----- DATA SHOWN

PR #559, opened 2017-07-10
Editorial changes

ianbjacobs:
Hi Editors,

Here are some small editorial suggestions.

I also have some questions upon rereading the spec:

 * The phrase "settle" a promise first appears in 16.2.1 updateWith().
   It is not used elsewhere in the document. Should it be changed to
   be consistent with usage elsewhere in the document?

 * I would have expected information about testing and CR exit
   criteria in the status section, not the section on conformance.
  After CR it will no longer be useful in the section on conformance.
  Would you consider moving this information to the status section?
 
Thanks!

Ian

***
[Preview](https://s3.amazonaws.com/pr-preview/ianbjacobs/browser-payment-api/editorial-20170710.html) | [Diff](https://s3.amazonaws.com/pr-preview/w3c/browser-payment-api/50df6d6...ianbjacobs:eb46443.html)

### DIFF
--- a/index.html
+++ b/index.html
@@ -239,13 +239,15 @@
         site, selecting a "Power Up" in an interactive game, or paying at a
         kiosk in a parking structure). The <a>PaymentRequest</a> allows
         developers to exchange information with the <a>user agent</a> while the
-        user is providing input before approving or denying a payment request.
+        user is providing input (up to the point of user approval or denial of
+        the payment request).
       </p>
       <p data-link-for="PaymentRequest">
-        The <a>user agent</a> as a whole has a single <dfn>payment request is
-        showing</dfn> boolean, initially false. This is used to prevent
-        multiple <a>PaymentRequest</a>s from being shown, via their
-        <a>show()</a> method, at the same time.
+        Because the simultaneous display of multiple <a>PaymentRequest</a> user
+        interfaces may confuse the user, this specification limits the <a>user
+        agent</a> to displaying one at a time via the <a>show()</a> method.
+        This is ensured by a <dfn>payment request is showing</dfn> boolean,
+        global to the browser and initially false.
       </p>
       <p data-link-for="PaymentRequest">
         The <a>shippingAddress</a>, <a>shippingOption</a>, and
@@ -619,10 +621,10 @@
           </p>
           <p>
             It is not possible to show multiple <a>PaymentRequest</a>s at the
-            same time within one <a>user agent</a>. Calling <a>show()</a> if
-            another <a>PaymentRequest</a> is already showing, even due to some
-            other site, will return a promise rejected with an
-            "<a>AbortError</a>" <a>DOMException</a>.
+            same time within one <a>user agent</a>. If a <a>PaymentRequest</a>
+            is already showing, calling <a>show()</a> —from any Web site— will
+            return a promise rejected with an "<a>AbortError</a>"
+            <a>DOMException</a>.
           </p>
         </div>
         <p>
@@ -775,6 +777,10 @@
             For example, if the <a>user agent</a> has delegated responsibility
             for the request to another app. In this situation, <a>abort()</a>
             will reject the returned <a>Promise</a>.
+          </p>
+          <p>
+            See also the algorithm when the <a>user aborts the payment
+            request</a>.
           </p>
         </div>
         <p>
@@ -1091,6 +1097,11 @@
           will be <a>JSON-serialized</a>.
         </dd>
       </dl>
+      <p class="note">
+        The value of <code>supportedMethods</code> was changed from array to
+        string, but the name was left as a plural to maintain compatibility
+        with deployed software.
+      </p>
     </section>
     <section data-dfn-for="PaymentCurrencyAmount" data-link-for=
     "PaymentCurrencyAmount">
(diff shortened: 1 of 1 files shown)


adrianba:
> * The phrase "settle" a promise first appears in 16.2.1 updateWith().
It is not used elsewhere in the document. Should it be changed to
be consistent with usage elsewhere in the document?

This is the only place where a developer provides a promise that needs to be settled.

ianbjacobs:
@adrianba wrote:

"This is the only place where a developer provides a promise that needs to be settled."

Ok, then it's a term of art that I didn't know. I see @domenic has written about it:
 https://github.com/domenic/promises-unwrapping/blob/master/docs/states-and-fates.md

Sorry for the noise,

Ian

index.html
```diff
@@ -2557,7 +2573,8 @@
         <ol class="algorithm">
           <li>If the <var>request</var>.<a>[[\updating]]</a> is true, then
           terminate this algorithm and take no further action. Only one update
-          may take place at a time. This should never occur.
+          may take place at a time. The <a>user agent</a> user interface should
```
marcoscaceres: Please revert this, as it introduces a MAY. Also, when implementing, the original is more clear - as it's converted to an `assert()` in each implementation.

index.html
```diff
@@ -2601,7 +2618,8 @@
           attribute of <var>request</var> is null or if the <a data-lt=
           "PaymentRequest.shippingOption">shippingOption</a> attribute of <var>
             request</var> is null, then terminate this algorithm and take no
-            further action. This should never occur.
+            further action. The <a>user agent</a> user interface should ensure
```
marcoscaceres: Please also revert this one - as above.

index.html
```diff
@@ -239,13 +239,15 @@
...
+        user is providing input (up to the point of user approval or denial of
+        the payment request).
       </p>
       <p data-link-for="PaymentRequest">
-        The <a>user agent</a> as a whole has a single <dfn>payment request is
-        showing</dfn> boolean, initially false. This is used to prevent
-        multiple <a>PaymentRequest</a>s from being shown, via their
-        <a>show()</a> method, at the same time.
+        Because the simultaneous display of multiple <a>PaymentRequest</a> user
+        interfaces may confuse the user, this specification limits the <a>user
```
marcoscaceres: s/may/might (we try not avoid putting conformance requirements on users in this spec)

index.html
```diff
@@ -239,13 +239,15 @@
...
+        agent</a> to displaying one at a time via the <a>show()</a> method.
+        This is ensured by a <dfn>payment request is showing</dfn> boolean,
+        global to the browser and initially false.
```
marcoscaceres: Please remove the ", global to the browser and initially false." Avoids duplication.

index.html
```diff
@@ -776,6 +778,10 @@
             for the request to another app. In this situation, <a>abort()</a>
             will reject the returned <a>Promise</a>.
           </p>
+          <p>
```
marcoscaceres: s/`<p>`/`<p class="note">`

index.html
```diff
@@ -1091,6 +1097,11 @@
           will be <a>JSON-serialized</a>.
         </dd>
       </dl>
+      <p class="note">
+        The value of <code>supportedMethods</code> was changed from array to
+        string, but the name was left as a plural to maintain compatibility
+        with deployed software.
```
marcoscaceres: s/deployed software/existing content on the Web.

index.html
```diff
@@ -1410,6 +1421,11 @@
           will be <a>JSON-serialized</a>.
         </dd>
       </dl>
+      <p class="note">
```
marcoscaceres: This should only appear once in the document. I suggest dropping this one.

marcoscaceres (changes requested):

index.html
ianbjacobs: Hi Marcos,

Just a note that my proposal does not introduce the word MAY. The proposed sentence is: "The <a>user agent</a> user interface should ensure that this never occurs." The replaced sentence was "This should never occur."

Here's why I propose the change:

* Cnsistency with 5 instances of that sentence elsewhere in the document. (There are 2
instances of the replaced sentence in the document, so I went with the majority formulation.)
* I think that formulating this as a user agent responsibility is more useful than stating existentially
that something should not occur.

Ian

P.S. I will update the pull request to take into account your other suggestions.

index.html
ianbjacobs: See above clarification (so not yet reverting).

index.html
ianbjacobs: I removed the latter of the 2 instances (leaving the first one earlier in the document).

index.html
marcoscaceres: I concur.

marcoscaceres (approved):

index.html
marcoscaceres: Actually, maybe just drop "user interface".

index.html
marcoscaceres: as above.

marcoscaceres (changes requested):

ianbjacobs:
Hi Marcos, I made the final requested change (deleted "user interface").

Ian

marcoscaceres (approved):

----------
----- DATA SHOWN

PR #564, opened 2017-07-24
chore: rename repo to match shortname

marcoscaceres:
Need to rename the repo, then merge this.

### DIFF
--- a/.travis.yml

----------
----- DATA SHOWN

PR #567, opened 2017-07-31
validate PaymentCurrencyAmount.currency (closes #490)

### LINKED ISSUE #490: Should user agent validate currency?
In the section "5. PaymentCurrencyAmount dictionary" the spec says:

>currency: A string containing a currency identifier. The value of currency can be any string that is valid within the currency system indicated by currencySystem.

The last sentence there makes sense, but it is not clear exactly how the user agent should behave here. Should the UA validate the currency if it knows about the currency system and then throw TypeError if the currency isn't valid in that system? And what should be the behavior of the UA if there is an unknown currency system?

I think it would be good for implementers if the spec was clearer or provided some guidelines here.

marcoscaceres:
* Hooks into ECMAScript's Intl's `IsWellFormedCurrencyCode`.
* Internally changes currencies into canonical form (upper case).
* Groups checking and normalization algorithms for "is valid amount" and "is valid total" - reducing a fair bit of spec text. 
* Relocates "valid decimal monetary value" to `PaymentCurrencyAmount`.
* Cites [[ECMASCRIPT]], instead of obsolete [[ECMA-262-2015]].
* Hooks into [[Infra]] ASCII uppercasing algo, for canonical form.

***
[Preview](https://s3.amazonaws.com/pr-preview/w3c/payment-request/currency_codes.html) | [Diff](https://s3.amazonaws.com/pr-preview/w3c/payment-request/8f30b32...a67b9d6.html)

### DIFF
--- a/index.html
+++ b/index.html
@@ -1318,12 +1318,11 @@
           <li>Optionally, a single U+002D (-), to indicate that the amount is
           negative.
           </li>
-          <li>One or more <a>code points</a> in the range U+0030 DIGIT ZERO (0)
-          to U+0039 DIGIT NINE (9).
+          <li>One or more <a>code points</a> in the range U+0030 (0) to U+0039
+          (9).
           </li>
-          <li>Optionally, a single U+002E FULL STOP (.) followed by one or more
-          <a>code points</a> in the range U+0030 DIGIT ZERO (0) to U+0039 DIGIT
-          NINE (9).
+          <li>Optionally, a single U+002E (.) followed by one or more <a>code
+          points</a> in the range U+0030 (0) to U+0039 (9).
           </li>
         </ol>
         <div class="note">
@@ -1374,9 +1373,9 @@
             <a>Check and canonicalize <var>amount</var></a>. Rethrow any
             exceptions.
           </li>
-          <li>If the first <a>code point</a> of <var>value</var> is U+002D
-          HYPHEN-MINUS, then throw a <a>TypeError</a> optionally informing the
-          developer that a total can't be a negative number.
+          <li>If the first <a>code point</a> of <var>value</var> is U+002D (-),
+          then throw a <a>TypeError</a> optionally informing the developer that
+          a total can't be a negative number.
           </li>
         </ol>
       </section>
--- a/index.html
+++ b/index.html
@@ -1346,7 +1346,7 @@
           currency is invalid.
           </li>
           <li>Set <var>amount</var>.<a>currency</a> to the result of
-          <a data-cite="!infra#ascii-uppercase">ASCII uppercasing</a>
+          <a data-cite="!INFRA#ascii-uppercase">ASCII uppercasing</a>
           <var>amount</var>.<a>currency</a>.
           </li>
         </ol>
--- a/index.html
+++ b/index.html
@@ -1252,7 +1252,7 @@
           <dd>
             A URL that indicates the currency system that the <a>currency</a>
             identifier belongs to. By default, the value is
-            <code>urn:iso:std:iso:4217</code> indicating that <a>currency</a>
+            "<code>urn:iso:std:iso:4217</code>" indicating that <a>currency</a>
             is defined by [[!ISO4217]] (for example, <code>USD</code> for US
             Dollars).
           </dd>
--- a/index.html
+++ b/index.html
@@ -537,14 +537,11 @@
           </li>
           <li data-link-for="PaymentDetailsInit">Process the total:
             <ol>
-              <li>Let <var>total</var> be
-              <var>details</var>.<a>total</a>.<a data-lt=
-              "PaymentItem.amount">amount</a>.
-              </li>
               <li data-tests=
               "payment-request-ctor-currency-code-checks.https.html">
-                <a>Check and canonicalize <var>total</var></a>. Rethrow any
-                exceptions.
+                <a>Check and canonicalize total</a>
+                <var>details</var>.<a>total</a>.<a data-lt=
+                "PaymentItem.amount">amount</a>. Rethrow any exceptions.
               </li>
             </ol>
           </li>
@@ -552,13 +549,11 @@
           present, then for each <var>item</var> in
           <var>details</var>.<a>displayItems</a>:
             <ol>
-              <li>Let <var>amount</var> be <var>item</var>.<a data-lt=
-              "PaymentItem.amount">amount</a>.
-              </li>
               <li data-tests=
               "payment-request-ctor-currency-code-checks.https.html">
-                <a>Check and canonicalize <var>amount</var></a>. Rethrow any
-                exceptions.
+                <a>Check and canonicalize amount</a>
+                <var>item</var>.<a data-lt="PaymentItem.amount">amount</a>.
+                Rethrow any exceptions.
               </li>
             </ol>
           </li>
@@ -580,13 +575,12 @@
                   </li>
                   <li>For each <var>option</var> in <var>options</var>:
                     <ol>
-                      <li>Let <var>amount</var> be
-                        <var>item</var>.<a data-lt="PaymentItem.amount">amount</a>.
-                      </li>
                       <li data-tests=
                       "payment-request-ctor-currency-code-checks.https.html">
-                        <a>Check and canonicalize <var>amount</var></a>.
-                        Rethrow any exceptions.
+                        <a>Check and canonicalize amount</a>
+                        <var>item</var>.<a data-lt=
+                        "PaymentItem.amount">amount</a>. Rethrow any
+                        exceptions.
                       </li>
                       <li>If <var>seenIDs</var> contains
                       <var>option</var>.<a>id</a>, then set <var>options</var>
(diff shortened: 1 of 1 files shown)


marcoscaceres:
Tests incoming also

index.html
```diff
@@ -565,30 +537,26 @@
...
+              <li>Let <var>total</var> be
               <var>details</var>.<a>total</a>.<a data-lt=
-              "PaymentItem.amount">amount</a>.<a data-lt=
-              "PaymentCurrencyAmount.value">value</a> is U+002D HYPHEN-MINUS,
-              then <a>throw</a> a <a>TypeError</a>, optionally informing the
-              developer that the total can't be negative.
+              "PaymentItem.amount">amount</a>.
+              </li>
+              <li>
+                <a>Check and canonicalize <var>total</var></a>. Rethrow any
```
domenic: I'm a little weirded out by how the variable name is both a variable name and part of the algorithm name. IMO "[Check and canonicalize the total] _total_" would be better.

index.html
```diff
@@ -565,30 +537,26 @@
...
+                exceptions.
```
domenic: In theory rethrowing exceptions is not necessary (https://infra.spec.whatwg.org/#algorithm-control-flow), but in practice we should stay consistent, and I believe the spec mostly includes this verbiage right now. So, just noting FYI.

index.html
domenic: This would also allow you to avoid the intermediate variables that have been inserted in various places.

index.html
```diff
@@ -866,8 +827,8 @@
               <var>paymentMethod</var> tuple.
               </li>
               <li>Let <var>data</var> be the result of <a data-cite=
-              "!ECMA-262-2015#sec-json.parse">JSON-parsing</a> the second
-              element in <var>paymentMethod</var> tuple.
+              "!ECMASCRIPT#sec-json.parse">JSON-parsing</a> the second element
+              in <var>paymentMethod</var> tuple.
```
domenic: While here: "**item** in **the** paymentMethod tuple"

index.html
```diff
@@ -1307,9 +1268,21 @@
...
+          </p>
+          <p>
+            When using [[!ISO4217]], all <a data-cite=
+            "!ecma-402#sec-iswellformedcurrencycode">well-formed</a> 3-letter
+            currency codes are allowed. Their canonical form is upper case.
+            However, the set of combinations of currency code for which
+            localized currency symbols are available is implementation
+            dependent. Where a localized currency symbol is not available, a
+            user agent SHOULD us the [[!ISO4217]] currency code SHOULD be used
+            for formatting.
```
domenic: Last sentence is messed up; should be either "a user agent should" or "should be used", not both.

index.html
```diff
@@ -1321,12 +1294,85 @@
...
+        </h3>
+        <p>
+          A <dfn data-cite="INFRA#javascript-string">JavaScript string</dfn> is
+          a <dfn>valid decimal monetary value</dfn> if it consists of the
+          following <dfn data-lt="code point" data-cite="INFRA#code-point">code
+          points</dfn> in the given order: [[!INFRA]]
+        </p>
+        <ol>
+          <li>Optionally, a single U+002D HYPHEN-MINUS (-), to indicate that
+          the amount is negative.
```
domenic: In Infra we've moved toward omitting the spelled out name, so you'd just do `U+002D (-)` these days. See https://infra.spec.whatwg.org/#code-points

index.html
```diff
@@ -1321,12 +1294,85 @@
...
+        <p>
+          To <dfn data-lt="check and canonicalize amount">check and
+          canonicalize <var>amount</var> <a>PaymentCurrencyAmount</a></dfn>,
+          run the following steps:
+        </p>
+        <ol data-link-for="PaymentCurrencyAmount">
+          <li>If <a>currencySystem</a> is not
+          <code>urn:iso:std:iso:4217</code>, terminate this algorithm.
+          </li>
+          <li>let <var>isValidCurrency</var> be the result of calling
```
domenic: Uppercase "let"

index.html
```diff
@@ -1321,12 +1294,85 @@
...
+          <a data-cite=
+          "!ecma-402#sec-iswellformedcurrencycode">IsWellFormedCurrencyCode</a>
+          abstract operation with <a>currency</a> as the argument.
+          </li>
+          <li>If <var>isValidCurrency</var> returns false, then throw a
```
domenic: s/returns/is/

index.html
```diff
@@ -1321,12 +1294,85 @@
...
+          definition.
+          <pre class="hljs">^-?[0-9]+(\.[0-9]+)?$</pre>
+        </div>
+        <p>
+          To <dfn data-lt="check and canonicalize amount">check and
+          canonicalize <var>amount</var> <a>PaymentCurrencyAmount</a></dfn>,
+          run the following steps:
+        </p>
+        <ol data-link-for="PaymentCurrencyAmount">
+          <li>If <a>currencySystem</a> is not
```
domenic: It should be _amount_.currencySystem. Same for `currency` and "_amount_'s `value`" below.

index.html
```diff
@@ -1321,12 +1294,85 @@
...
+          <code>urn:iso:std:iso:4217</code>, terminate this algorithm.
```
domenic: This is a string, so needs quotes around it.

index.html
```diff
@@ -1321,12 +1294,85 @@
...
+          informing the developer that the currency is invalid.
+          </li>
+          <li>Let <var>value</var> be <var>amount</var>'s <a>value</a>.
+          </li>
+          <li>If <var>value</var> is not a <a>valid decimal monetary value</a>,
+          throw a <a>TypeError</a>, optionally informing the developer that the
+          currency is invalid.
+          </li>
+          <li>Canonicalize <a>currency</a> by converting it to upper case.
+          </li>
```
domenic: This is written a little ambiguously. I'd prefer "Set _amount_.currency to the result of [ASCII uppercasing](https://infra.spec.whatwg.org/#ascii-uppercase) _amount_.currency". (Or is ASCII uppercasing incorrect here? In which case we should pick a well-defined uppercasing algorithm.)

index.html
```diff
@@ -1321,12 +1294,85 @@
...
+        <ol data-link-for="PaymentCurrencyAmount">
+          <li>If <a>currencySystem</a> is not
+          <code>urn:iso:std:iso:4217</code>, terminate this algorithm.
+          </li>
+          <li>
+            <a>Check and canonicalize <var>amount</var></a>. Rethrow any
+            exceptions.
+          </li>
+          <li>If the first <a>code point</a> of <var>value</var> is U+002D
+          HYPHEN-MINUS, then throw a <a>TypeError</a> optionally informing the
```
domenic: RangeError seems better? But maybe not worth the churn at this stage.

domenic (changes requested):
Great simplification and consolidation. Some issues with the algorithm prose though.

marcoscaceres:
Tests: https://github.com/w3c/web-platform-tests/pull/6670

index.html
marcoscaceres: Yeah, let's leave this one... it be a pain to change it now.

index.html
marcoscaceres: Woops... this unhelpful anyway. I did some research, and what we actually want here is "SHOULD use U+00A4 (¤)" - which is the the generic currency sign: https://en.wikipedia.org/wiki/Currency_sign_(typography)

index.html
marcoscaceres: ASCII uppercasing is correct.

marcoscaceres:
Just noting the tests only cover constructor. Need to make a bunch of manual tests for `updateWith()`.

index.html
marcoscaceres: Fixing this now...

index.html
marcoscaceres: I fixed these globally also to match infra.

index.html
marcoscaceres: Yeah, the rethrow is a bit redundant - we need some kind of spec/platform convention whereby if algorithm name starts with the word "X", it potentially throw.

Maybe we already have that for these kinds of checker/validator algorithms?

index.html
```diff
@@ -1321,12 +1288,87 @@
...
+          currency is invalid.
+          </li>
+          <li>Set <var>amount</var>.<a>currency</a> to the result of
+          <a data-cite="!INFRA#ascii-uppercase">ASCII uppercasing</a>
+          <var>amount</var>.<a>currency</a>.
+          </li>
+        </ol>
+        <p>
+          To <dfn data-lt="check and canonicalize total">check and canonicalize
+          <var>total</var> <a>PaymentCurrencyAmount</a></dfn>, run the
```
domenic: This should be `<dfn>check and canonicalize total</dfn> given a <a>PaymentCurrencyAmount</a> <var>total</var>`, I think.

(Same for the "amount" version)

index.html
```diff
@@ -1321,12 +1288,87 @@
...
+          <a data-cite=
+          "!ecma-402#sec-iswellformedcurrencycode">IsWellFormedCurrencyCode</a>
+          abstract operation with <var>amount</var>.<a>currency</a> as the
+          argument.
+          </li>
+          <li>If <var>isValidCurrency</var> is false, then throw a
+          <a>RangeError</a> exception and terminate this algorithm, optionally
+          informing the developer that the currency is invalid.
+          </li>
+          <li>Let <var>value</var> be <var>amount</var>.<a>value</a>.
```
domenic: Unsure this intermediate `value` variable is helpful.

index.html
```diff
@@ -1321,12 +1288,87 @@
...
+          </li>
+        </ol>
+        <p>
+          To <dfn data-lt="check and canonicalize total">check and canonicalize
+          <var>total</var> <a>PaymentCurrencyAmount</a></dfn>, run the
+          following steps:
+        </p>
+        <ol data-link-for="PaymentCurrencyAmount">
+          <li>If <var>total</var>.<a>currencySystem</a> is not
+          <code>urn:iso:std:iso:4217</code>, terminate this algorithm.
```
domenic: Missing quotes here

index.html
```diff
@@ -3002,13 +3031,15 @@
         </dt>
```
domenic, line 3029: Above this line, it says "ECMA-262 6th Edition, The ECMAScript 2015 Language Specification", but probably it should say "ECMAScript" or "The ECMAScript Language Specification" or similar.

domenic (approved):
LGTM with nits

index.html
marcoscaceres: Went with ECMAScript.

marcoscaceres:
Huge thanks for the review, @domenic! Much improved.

----------

> [AIM OF THE TASK]
Some lines above contain the word "responsibility". Copy each of them.

> [WRITTEN SOLUTION]
             For example, if the <a>user agent</a> has delegated responsibility
* I think that formulating this as a user agent responsibility is more useful than stating existentially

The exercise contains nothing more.